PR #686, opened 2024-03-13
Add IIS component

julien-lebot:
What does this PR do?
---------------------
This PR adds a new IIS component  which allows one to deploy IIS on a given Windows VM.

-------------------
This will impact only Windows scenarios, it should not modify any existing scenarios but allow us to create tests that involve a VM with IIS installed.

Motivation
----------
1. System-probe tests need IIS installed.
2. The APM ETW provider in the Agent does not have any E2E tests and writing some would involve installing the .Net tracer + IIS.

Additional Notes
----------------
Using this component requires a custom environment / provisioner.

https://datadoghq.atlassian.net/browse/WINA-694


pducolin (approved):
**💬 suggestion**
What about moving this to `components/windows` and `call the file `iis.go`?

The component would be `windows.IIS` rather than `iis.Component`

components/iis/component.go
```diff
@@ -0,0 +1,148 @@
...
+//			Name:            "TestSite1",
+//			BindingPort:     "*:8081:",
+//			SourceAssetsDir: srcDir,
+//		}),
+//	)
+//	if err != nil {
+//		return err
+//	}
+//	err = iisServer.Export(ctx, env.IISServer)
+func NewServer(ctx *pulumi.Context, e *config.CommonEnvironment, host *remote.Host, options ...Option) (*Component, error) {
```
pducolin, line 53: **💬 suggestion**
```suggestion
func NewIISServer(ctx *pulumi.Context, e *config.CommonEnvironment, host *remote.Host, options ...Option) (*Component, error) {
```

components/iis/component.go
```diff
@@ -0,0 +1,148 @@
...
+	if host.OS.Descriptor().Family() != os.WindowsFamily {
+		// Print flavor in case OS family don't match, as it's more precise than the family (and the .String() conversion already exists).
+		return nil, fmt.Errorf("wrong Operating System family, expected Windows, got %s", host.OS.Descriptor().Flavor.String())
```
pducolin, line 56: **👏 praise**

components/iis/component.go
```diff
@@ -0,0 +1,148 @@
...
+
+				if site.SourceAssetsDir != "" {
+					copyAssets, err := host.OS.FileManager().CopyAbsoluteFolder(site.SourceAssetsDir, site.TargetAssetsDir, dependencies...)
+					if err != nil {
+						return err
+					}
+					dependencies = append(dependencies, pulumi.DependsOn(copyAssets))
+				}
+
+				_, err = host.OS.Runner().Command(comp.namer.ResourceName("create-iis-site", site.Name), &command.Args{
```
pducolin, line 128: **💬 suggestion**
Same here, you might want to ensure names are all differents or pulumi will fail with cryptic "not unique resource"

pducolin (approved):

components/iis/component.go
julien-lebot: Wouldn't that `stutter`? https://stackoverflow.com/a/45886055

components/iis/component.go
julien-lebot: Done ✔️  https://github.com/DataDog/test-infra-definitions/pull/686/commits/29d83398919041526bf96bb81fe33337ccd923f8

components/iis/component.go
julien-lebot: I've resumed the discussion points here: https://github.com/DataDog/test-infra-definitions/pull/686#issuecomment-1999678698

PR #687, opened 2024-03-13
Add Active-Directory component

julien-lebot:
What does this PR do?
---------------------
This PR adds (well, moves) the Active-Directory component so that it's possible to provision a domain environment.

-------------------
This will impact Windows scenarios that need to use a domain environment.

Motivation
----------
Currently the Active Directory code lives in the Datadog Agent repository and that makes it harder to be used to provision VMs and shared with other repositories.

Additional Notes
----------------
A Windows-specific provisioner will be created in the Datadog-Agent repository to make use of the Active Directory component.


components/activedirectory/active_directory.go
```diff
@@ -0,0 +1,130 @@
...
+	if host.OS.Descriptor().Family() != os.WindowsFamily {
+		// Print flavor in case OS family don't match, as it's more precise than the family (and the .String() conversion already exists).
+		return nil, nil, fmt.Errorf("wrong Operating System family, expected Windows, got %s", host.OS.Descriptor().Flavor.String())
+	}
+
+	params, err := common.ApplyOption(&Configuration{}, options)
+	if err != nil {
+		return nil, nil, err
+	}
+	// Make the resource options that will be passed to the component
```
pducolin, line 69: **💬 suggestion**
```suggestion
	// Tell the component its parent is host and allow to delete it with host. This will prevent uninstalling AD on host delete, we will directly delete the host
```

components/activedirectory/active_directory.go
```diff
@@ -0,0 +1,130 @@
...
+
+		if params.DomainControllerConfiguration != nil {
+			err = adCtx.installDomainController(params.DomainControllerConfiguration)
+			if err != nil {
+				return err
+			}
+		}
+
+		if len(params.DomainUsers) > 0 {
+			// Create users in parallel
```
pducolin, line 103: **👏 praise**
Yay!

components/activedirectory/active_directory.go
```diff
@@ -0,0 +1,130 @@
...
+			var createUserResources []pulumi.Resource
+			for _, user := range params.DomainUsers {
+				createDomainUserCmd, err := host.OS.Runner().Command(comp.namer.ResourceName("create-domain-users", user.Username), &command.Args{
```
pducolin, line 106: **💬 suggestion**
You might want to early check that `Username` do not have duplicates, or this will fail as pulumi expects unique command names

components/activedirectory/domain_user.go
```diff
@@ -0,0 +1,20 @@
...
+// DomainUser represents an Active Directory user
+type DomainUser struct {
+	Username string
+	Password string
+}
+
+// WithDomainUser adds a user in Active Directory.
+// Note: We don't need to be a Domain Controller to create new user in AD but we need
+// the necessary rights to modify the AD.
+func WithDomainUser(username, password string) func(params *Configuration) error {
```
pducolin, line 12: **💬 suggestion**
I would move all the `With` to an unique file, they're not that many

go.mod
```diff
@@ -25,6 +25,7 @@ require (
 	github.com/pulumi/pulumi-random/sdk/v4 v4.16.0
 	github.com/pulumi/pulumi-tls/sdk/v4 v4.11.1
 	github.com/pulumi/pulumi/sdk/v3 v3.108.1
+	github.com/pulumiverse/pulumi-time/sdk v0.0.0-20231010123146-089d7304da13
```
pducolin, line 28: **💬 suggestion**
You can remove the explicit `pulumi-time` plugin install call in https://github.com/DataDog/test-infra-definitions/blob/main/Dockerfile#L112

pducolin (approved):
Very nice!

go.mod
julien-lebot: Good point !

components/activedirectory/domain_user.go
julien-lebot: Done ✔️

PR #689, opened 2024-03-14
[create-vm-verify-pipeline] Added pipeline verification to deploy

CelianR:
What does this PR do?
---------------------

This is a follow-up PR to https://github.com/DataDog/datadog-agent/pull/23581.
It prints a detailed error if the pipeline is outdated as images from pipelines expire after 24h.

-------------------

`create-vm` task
════
Task statement — The full set of entries above has to be restated exactly.

Result of this task —
PR #686, opened 2024-03-13
Add IIS component

julien-lebot:
What does this PR do?
---------------------
This PR adds a new IIS component  which allows one to deploy IIS on a given Windows VM.

-------------------
This will impact only Windows scenarios, it should not modify any existing scenarios but allow us to create tests that involve a VM with IIS installed.

Motivation
----------
1. System-probe tests need IIS installed.
2. The APM ETW provider in the Agent does not have any E2E tests and writing some would involve installing the .Net tracer + IIS.

Additional Notes
----------------
Using this component requires a custom environment / provisioner.

https://datadoghq.atlassian.net/browse/WINA-694


pducolin (approved):
**💬 suggestion**
What about moving this to `components/windows` and `call the file `iis.go`?

The component would be `windows.IIS` rather than `iis.Component`

components/iis/component.go
```diff
@@ -0,0 +1,148 @@
...
+//			Name:            "TestSite1",
+//			BindingPort:     "*:8081:",
+//			SourceAssetsDir: srcDir,
+//		}),
+//	)
+//	if err != nil {
+//		return err
+//	}
+//	err = iisServer.Export(ctx, env.IISServer)
+func NewServer(ctx *pulumi.Context, e *config.CommonEnvironment, host *remote.Host, options ...Option) (*Component, error) {
```
pducolin, line 53: **💬 suggestion**
```suggestion
func NewIISServer(ctx *pulumi.Context, e *config.CommonEnvironment, host *remote.Host, options ...Option) (*Component, error) {
```

components/iis/component.go
```diff
@@ -0,0 +1,148 @@
...
+	if host.OS.Descriptor().Family() != os.WindowsFamily {
+		// Print flavor in case OS family don't match, as it's more precise than the family (and the .String() conversion already exists).
+		return nil, fmt.Errorf("wrong Operating System family, expected Windows, got %s", host.OS.Descriptor().Flavor.String())
```
pducolin, line 56: **👏 praise**

components/iis/component.go
```diff
@@ -0,0 +1,148 @@
...
+
+				if site.SourceAssetsDir != "" {
+					copyAssets, err := host.OS.FileManager().CopyAbsoluteFolder(site.SourceAssetsDir, site.TargetAssetsDir, dependencies...)
+					if err != nil {
+						return err
+					}
+					dependencies = append(dependencies, pulumi.DependsOn(copyAssets))
+				}
+
+				_, err = host.OS.Runner().Command(comp.namer.ResourceName("create-iis-site", site.Name), &command.Args{
```
pducolin, line 128: **💬 suggestion**
Same here, you might want to ensure names are all differents or pulumi will fail with cryptic "not unique resource"

pducolin (approved):

components/iis/component.go
julien-lebot: Wouldn't that `stutter`? https://stackoverflow.com/a/45886055

components/iis/component.go
julien-lebot: Done ✔️  https://github.com/DataDog/test-infra-definitions/pull/686/commits/29d83398919041526bf96bb81fe33337ccd923f8

components/iis/component.go
julien-lebot: I've resumed the discussion points here: https://github.com/DataDog/test-infra-definitions/pull/686#issuecomment-1999678698

PR #687, opened 2024-03-13
Add Active-Directory component

julien-lebot:
What does this PR do?
---------------------
This PR adds (well, moves) the Active-Directory component so that it's possible to provision a domain environment.

-------------------
This will impact Windows scenarios that need to use a domain environment.

Motivation
----------
Currently the Active Directory code lives in the Datadog Agent repository and that makes it harder to be used to provision VMs and shared with other repositories.

Additional Notes
----------------
A Windows-specific provisioner will be created in the Datadog-Agent repository to make use of the Active Directory component.


components/activedirectory/active_directory.go
```diff
@@ -0,0 +1,130 @@
...
+	if host.OS.Descriptor().Family() != os.WindowsFamily {
+		// Print flavor in case OS family don't match, as it's more precise than the family (and the .String() conversion already exists).
+		return nil, nil, fmt.Errorf("wrong Operating System family, expected Windows, got %s", host.OS.Descriptor().Flavor.String())
+	}
+
+	params, err := common.ApplyOption(&Configuration{}, options)
+	if err != nil {
+		return nil, nil, err
+	}
+	// Make the resource options that will be passed to the component
```
pducolin, line 69: **💬 suggestion**
```suggestion
	// Tell the component its parent is host and allow to delete it with host. This will prevent uninstalling AD on host delete, we will directly delete the host
```

components/activedirectory/active_directory.go
```diff
@@ -0,0 +1,130 @@
...
+
+		if params.DomainControllerConfiguration != nil {
+			err = adCtx.installDomainController(params.DomainControllerConfiguration)
+			if err != nil {
+				return err
+			}
+		}
+
+		if len(params.DomainUsers) > 0 {
+			// Create users in parallel
```
pducolin, line 103: **👏 praise**
Yay!

components/activedirectory/active_directory.go
```diff
@@ -0,0 +1,130 @@
...
+			var createUserResources []pulumi.Resource
+			for _, user := range params.DomainUsers {
+				createDomainUserCmd, err := host.OS.Runner().Command(comp.namer.ResourceName("create-domain-users", user.Username), &command.Args{
```
pducolin, line 106: **💬 suggestion**
You might want to early check that `Username` do not have duplicates, or this will fail as pulumi expects unique command names

components/activedirectory/domain_user.go
```diff
@@ -0,0 +1,20 @@
...
+// DomainUser represents an Active Directory user
+type DomainUser struct {
+	Username string
+	Password string
+}
+
+// WithDomainUser adds a user in Active Directory.
+// Note: We don't need to be a Domain Controller to create new user in AD but we need
+// the necessary rights to modify the AD.
+func WithDomainUser(username, password string) func(params *Configuration) error {
```
pducolin, line 12: **💬 suggestion**
I would move all the `With` to an unique file, they're not that many

go.mod
```diff
@@ -25,6 +25,7 @@ require (
 	github.com/pulumi/pulumi-random/sdk/v4 v4.16.0
 	github.com/pulumi/pulumi-tls/sdk/v4 v4.11.1
 	github.com/pulumi/pulumi/sdk/v3 v3.108.1
+	github.com/pulumiverse/pulumi-time/sdk v0.0.0-20231010123146-089d7304da13
```
pducolin, line 28: **💬 suggestion**
You can remove the explicit `pulumi-time` plugin install call in https://github.com/DataDog/test-infra-definitions/blob/main/Dockerfile#L112

pducolin (approved):
Very nice!

go.mod
julien-lebot: Good point !

components/activedirectory/domain_user.go
julien-lebot: Done ✔️

PR #689, opened 2024-03-14
[create-vm-verify-pipeline] Added pipeline verification to deploy

CelianR:
What does this PR do?
---------------------

This is a follow-up PR to https://github.com/DataDog/datadog-agent/pull/23581.
It prints a detailed error if the pipeline is outdated as images from pipelines expire after 24h.

-------------------

`create-vm` task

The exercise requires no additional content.